Se metió en el baño con los pasos duros, las manos hechas puños y la respiración fuera de control. Se desnudó sin pensarlo, como si cada prenda que se quitaba fuera parte del peso que cargaba. Encendió la ducha con brusquedad, entró al agua y apoyó las palmas contra la pared de mármol, la cabeza gacha, los ojos cerrados. El agua cayendo como una cascada de hielo sobre su piel, pero ni el frío logró apagar el incendio que tenía adentro.
—Mal*dita sea.
Golpeó una vez con el puño cerrado la losa, un ruido sordo que quedó perdido entre el sonido del agua.
—¡Mier*da! —escupió con rabia, la mandíbula apretada.
La imagen de Sasha, con los ojos brillando de decepción, no lo dejaba en paz. Lo perseguía como un castigo. Y lo peor era que no podía culparla. Ella creía que la estaban negociando.
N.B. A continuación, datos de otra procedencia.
PR #474, opened 2026-07-13
feat(dialect): add hipsr shape_yield op and ShapeRegionInterface

mingyueliuh:
Add the shape-region terminator and the interface that will be the single source of truth for output-shape computation on hipsr ops.

- Add `hipsr.shape_yield`: a `Pure`, `Terminator` op yielding the computed output dimensions as `index` values (zero operands = rank-0 result). Operands are always `index`, so the assembly omits the redundant types.
- Add `ShapeRegionInterface` with `populateShapeRegion` (declared), `populateCapacityShapeRegion` (default no-op), and `getShapeRegion` / `getCapacityShapeRegion` accessors. Its verifier runs `verifyShapeRegionStructure` (defensive: single block ending in `hipsr.shape_yield`) then `verifyShapeRegionScoping` (selective isolation — may reference the op's operands but no other outer values). Implementing ops must also add the `SingleBlockImplicitTerminator<"ShapeYieldOp">` trait (documented in the interface).
- Wire op-interface TableGen and link the interface into `HipsrDialectIR`. Split the TableGen by concern (MLIR upstream style): `HipsrInfrastructureOps.*` (structural ops), `HipsrOps.*` (compute ops), and per-interface `HipsrShapeRegionInterface.*`.
- Add a round-trip lit test for `shape_yield`.

## Deferred to a follow-up PR

The design (pool-allocs shape-region architecture, Appendix C) has `ShapeRegionInterface` extend `ReifyRankedShapedTypeOpInterface` and provide a default `reifyResultShapes`. Both are intentionally deferred here:

- `baseInterfaces = [ReifyRankedShapedTypeOpInterface]`
- default `reifyResultShapes` that reads the shape region's `hipsr.shape_yield` terminator and returns its `index` operands as the reified dims (the Phase-1 form; the doc's Appendix C reads a `hip.empty_yield` tensor, which is the later Stage-3 form).

Reason: no op implements `ShapeRegionInterface` yet, so a `reifyResultShapes` default cannot be exercised by a lit test in this PR. It also couples the interface to the concrete `ShapeYieldOp`. Both will be added when the first shaped ops attach a shape region, where the reify path is testable end-to-end.


wcy123 (changes requested):
three documentation/organization suggestions.

Clean shape-region infrastructure. Scoping verification correctly enforces selective isolation (shape regions access op's operands but not arbitrary outer values).

**Suggestions:**

**1. Document `populateCapacityShapeRegion` contract in `HipsrInterfaces.td`:**

```tablegen
InterfaceMethod<
  [{Populate the capacity shape region for EndBarrier operations.
    
    Only EndBarrier operations override this method. Regular and StartBarrier
    operations use the default no-op implementation.
    
    PRECONDITION: Caller must verify the operation implements EndBarrierInterface
    and that capacityShapeRegion (region 1) exists before calling this method.
    The Region& parameter (reference, not pointer) assumes the region is valid.
  }],
  "void", "populateCapacityShapeRegion",
  (ins "::mlir::OpBuilder &":$builder, "::mlir::Region &":$capacityShapeRegion),
  ...
```

**2. Document `verifyShapeRegionScoping` design rationale in `HipsrInterfaces.h`:**

```cpp
/// Design note: We use custom scoping verification instead of IsolatedFromAbove
/// trait because shape regions need selective isolation:
/// - IsolatedFromAbove: Region cannot access ANY outer values (complete isolation)
/// - verifyShapeRegionScoping: Region CAN access the op's operands, but nothing else
///
/// Shape regions need to read the op's inputs to compute output shapes,
/// e.g., `tensor.dim %input, %c0` where %input is the op's operand.
/// With IsolatedFromAbove, this would require verbose region arguments.
/// Current design allows direct access to op operands for ergonomics while
/// preventing accidental capture of arbitrary outer scope values.
::mlir::LogicalResult verifyShapeRegionScoping(::mlir::Operation *op);
```

**3. TableGen organization for scale:** With 70+ operations planned, consider splitting: `HipsrShapeOps.td` (shape_yield + shape infrastructure), `HipsrOps.td` (compute ops). Follows MLIR upstream patterns (Linalg, GPU dialects).

```

include/hip/Dialect/Hipsr/IR/
├── HipsrOps.td                    # Data compute operations (matmul, add, conv, ...)
├── HipsrInfrastructureOps.td      # Terminators, control flow (shape_yield, pool_domain, ...)
└── HipsrInterfaces.td             # Interfaces (already separate)
Or simpler:

├── HipsrOps.td                    # All compute operations
├── HipsrShapeOps.td               # Shape region infrastructure (shape_yield, etc.)
└── HipsrInterfaces.td
```
Two-region support (capacity + real) for EndBarrier ops is well-designed. Deferring `reifyResultShapes()` until implementing ops land is right incremental approach.

wcy123 (commented):
Adding one more suggestion:

**4. Simplify `shape_yield` assembly format:**

```tablegen
// Current (redundant):
let assemblyFormat = "attr-dict ($dims^ `:` type($dims))?"
// Prints: hipsr.shape_yield %d0, %d1 : index, index

// Simplified:
let assemblyFormat = "attr-dict ($dims^)?"
// Prints: hipsr.shape_yield %d0, %d1
```

Types are redundant - always `index` from `Variadic<Index>`. Follows MLIR practice (scf.yield, func.return).

wcy123 (changes requested):
Two file header comments reference old file names:

**1. `HipsrOps.td` line 5-6:**
```tablegen
// Compute ops for the hipsr dialect (matmul, add, ...). They are added
// incrementally. Shape-region infrastructure lives in HipsrShapeOps.td; the
// shared op base class lives in HipsrBase.td.
```

Should be:
```tablegen
// Compute ops for the hipsr dialect (matmul, add, ...). They are added
// incrementally. Infrastructure ops live in HipsrInfrastructureOps.td; the
// shared op base class lives in HipsrDialect.td.
```

**2. `HipsrInfrastructureOps.td` line 5-7:**
```tablegen
// Infrastructure ops for the hipsr dialect: shape-region terminators and
// other structural ops that are not compute kernels. Compute ops live in
// HipsrOps.td; the shared op base class lives in HipsrBase.td.
```

Should be:
```tablegen
// Infrastructure ops for the hipsr dialect: shape-region terminators and
// other structural ops that are not compute kernels. Compute ops live in
// HipsrOps.td; the shared op base class lives in HipsrDialect.td.
```

Both reference `HipsrBase.td` (removed) and `HipsrOps.td` references `HipsrShapeOps.td` (never existed).

wcy123 (changes requested):
Add defensive terminator verification and clarify trait requirement.

Currently, if a developer forgets to add the `SingleBlockImplicitTerminator<"ShapeYieldOp">` trait, wrong terminators (e.g., `func.return`) pass verification and cause crashes downstream when code assumes `shape_yield`.

**Changes:**

1. **Document trait requirement** in interface description
2. **Split verification into two functions:**
   - `verifyShapeRegionStructure`: Defensive structural check (single block + correct terminator)
   - `verifyShapeRegionScoping`: Semantic scoping rules (existing logic)

This follows MLIR pattern: interfaces can't auto-attach traits, so we document the requirement and add defensive verification for better error messages.

**Suggested changes:**

---

**include/hip/Dialect/Hipsr/IR/HipsrShapeRegionInterface.td:**

```tablegen
def ShapeRegionInterface : OpInterface<"ShapeRegionInterface"> {
  let description = [{
    Base interface for shape computation.
    
    REQUIREMENT: Operations implementing this interface MUST also add the
    SingleBlockImplicitTerminator<"ShapeYieldOp"> trait. Example:
    
      def Hipsr_MatMulOp : Hipsr_Op<"matmul", [
          ShapeRegionInterface,
          SingleBlockImplicitTerminator<"ShapeYieldOp">
      ]> { ... }
    
    The trait provides automatic terminator insertion and structural verification.
    The interface verifier will defensively check the terminator type and enforce
    scoping rules.
    
    Shape regions compute output shapes for the operation. The interface provides:
    - populateShapeRegion(): Abstract method defining shape computation logic
    - populateCapacityShapeRegion(): Optional override for EndBarrier operations
  }];

  let cppNamespace = "::mlir::hipsr";

  let methods = [
    // ... existing methods ...
  ];

  let verify = [{
    if (failed(::mlir::hipsr::verifyShapeRegionStructure($_op)))
      return ::mlir::failure();
    return ::mlir::hipsr::verifyShapeRegionScoping($_op);
  }];
}
```

---

**include/hip/Dialect/Hipsr/IR/HipsrInterfaces.h:**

Que él era parte del juego. Que iba a entregarla como si fuera un mueble incómodo. Y no podía explicarle nada. No podía decirle que era justamente al revés. Que se estaba clavando un puñal en el pecho para evitar que otros lo hicieran por él. Que no la estaba entregando… se estaba alejando. Se estaba condenando por ella.
—¿Dónde carajos quedó tu voluntad, Eros? —se reprochó en voz baja, el agua resbalándole por el rostro como si intentara arrancarle la culpa.
Se inclinó un poco más, los músculos de la espalda tensos, como si llevara cargando todo el maldito peso de esa casa, de ese apellido, de ese infierno. ¿Por qué siempre tenía que ser él el que pagara? ¿Por qué no podía mandar todo al carajo, agarrar a Sasha y sacarla de ese mundo? Porque no podía. Porque era leal. Porque esa pu*ta palabra lo tenía encadenado a Roman Adler como si fuera un perro con corbata.
—Lealtad —escupió de nuevo, esta vez con un desprecio que le revolvió el estómago —A ti, mal*dito Diablo. A ti que me diste todo… y me quitaste más.
El agua seguía cayendo, pero el ardor no se iba. Ni de los ojos, ni del pecho. Iba a casarse, con una Suárez. Por la alianza, por la paz, por la organización, por Sasha. por todos… menos por él. Iba a unir su vida con una desconocida para mantener a salvo a una mujer que ya no lo miraba como antes. Para protegerla de un destino peor. Y ni siquiera podía decírselo.
—Ella me odia —susurró, apretando los párpados.
Y no tenía idea de que se estaba destruyendo por ella. El agua siguió cayendo. Y Eros no se movió. Porque quedarse bajo esa tormenta era lo único que podía hacer sin romper algo. O a alguien.